Thank you in advance for the help.


Solution

  • Here's a bit of re-writing of code that may make the notation of S more intuitive and will allow you to inspect your answer for reasonableness.

    Initial points:

    • In your code, the second deltat should be replaced by np.sqrt(deltat). Source here (yes, I know it's not the most official, but results below should be reassuring).
    • The comment regarding un-annualizing your short rate and sigma values may be incorrect. This has nothing to do with the downward drift you're seeing. You need to keep these at annualized rates. These will always be continuously compounded (constant) rates.

    First, here is a GBM-path generating function from Yves Hilpisch - Python for Finance, chapter 11. The parameters are explained in the link but the setup is very similar to yours. enter image description here

    def gen_paths(S0, r, sigma, T, M, I):
        dt = float(T) / M
        paths = np.zeros((M + 1, I), np.float64)
        paths[0] = S0
        for t in range(1, M + 1):
            rand = np.random.standard_normal(I)
            paths[t] = paths[t - 1] * np.exp((r - 0.5 * sigma ** 2) * dt +
                                             sigma * np.sqrt(dt) * rand)
        return paths
    

    Setting your initial values (but using N=252, number of trading days in 1 year, as the number of time increments):

    S0 = 100.
    K = 100.
    r = 0.05
    sigma = 0.50
    T = 1
    N = 252
    deltat = T / N
    i = 1000
    discount_factor = np.exp(-r * T)
    

    Then generate the paths:

    np.random.seed(123)
    paths = gen_paths(S0, r, sigma, T, N, i)
    

    Now, to inspect: paths[-1] gets you the ending St values, at expiration:

    np.average(paths[-1])
    Out[44]: 104.47389541107971
    

    The payoff, as you have now, will be the max of (St - K, 0):

    CallPayoffAverage = np.average(np.maximum(0, paths[-1] - K))
    CallPayoff = discount_factor * CallPayoffAverage
    print(CallPayoff)
    20.9973601515
    

    If you plot these paths (easy to just use pd.DataFrame(paths).plot(), you'll see that they're no longer downward-trending but that the Sts are approximately log-normally distributed.

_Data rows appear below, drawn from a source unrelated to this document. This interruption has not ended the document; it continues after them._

PR #258, opened 2021-12-21
Add rotary encoder / Bourns PEC12R-4xxF-Sxxxx

unrelentingtech:
I have ordered an "EC12SXB2" which as it [turns out](https://community.volumio.org/t/plugin-rotaryencoder-ii/48538/14) is an exact clone of the [Bourns PEC12R](https://www.bourns.com/docs/product-datasheets/pec12r.pdf)-4217F-S0024. (Should clones like this be added inheriting the original? This one doesn't even have a vendor name lol)

Footprint imported from [this](https://github.com/windsorschmidt/kicad-library-win/blob/master/win.pretty/PEC12R-4xxF-Sxxxx.kicad_mod), symbols from the default KiCad library.

(The importer does not support `np_thru_hole roundrect` holes! I have recreated the mounting holes manually.)

BTW the 3xxF models have the same footprint, but 2xxF do not. So unfortunately I couldn't invent good common name, it would have to be something ugly like `(3|4)xxF` :D


frmdstryr:
Bot!

RX14:
I'd like to add the `PEC12R-4xxF-Nxxxx` part which uses the no switch symbol/entity. The parts should also be marked as base parts, since there are multiple part numbers which descend from it. You should probably ass the specific part you used as a child of that part too.

unrelentingtech:
done

RX14:
Bot!

RX14 (approved):

carrotIndustries:
Is there a rendering bug with the bot or what is this symbol supposed to represent?

Symbol

unrelentingtech:
Well that's a question for the original kicad author…

I think the three lines and the angle things represent the rotary knob. Kicad users love fancy symbols, you've seen the standard library's SD card right?

unrelentingtech:
Bot!

- updated symbols to look like [this](https://electronics.stackexchange.com/questions/493221/number-of-pins-of-elements) (I guess something like this actually was in kicad, the arcs just didn't import)
- added 3D models [from the vendor](https://www.bourns.com/resources/design-tools/design-files) (!!!)
  - haven't found explicit copyright terms but this is intended as a resource for board design, 
- adjusted the side holes based on 3D models

RX14:
> * adjusted the side holes based on 3D models

I'd always trust a schematic footprint over a 3d model.

I'm also extremely wary of distributing any 3d models with unkown licence terms.

frmdstryr:
I created a 3d model from the datasheet and physical "EC11" clone/variant, it looks like the slots will not line up. I think the slots should stay at the original 5.6mm spacing of the datasheet.  

Using a caliper the inside measurement on those mount pins is ~9.8mm and the outside is around 11.4mm. Idk what the actual Bourn's part measures.

image

image

unrelentingtech:
@frmdstryr very nice! However EC11 is different from EC12. My EC12 clones arrived recently too, the inner measurement is larger than your outer one:



On EC12 these pins extend from the *top* part of the metal thingy (so there are like three strips of metal on the side where your model has two).

Either way these are very bendable :)

frmdstryr:
I see, sounds like they need to be different packages then, what a waste....

unrelentingtech:
or we could compromise on a middle position such that both would require a tiny bit of bending :D

BTW, what software did you use for 3D modeling? Would be nice to have the models for these variations derive from a common source.

frmdstryr:
> what software did you use for 3D modeling?

I use my own... "DeclaraCAD"

The EC11 models are at codelv.com/assets/models/ + ec11-rotary-encoder-w-switch.step , another with 'no-switch' with the pins removed. Same license as KiCad (CC BY-SA 4.0) so they can be added to the pool.

unrelentingtech:
Bot!

rebased, removed 3d model

carrotIndustries:
The symbol looks a bit odd, might be due to the kicad symbol importer not supporting arcs.

PR #260, opened 2021-12-29
Add Horizon logo silkscreen decal

unrelentingtech:
Converted from SVG via Inkscape's DXF export. Probably should've downscaled in Inkscape first, the circles ended up *quite* detailed… although the renderer can handle it just fine :)

### DIFF
--- a/decals/horizon-silk.json
+++ b/decals/horizon-silk.json
@@ -1,0 +1,431 @@
+{
+    "arcs": {
+        "31331b42-c31d-49fb-a8c0-d087060cdeaf": {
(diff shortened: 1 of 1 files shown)


unrelentingtech:
Bot!

carrotIndustries:
Bot! again

carrotIndustries:
You could significantly reduce the vertex count by using arcs, the outside circle could be done by a line circle.

unrelentingtech:
Oh right, that works nicely. Did both using line circles actually.

Bot!

unrelentingtech:
Bot!

// Oh right, that works nicely. Did both using line circles actually.

PR #264, opened 2022-01-23
Add TI LDC1x1x inductance to digital converter ICs

unrelentingtech:
https://www.ti.com/product/LDC1612 this kind of thing. (The first 'x' in the model number only changes bit depth, the second one is the number of channels.)

Footprints are imported from kicad, WSON-12 (LDC1612) I have actually tested on a real board.


unrelentingtech:
Bot!

carrotIndustries:
- GND/VCC pin names should be perpendicular
 - assy refdes should fit within assy outline
 - silkscreen refdes should be roughly above package

PR #265, opened 2022-01-27
Created ANSI A & B frames.

nellump:
Based on existing ISO A4 and A3 frames, respectively.


carrotIndustries:
Bot! now does frames as well

PR #272, opened 2022-02-06
Add XC6802 charget IC

fk0815:
SOT-25 is an alias for SOT-23-5


fk0815:
Bot!

fk0815:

    Lastly, here's a sanity check through BSM:

    class Option(object):
        """Compute European option value, greeks, and implied volatility.
    
        Parameters
        ==========
        S0 : int or float
            initial asset value
        K : int or float
            strike
        T : int or float
            time to expiration as a fraction of one year
        r : int or float
            continuously compounded risk free rate, annualized
        sigma : int or float
            continuously compounded standard deviation of returns
        kind : str, {'call', 'put'}, default 'call'
            type of option
    
        Resources
        =========
        http://www.thomasho.com/mainpages/?download=&act=model&file=256
        """
    
        def __init__(self, S0, K, T, r, sigma, kind='call'):
            if kind.istitle():
                kind = kind.lower()
            if kind not in ['call', 'put']:
                raise ValueError('Option type must be \'call\' or \'put\'')
    
            self.kind = kind
            self.S0 = S0
            self.K = K
            self.T = T
            self.r = r
            self.sigma = sigma
    
            self.d1 = ((np.log(self.S0 / self.K)
                    + (self.r + 0.5 * self.sigma ** 2) * self.T)
                    / (self.sigma * np.sqrt(self.T)))
            self.d2 = ((np.log(self.S0 / self.K)
                    + (self.r - 0.5 * self.sigma ** 2) * self.T)
                    / (self.sigma * np.sqrt(self.T)))
    
            # Several greeks use negated terms dependent on option type
            # For example, delta of call is N(d1) and delta put is N(d1) - 1
            self.sub = {'call' : [0, 1, -1], 'put' : [-1, -1, 1]}
    
        def value(self):
            """Compute option value."""
            return (self.sub[self.kind][1] * self.S0
                   * norm.cdf(self.sub[self.kind][1] * self.d1, 0.0, 1.0)
                   + self.sub[self.kind][2] * self.K * np.exp(-self.r * self.T)
                   * norm.cdf(self.sub[self.kind][1] * self.d2, 0.0, 1.0))
    option.value()
    Out[58]: 21.792604212866848
    

    Using higher values for i in your GBM setup should cause closer convergence.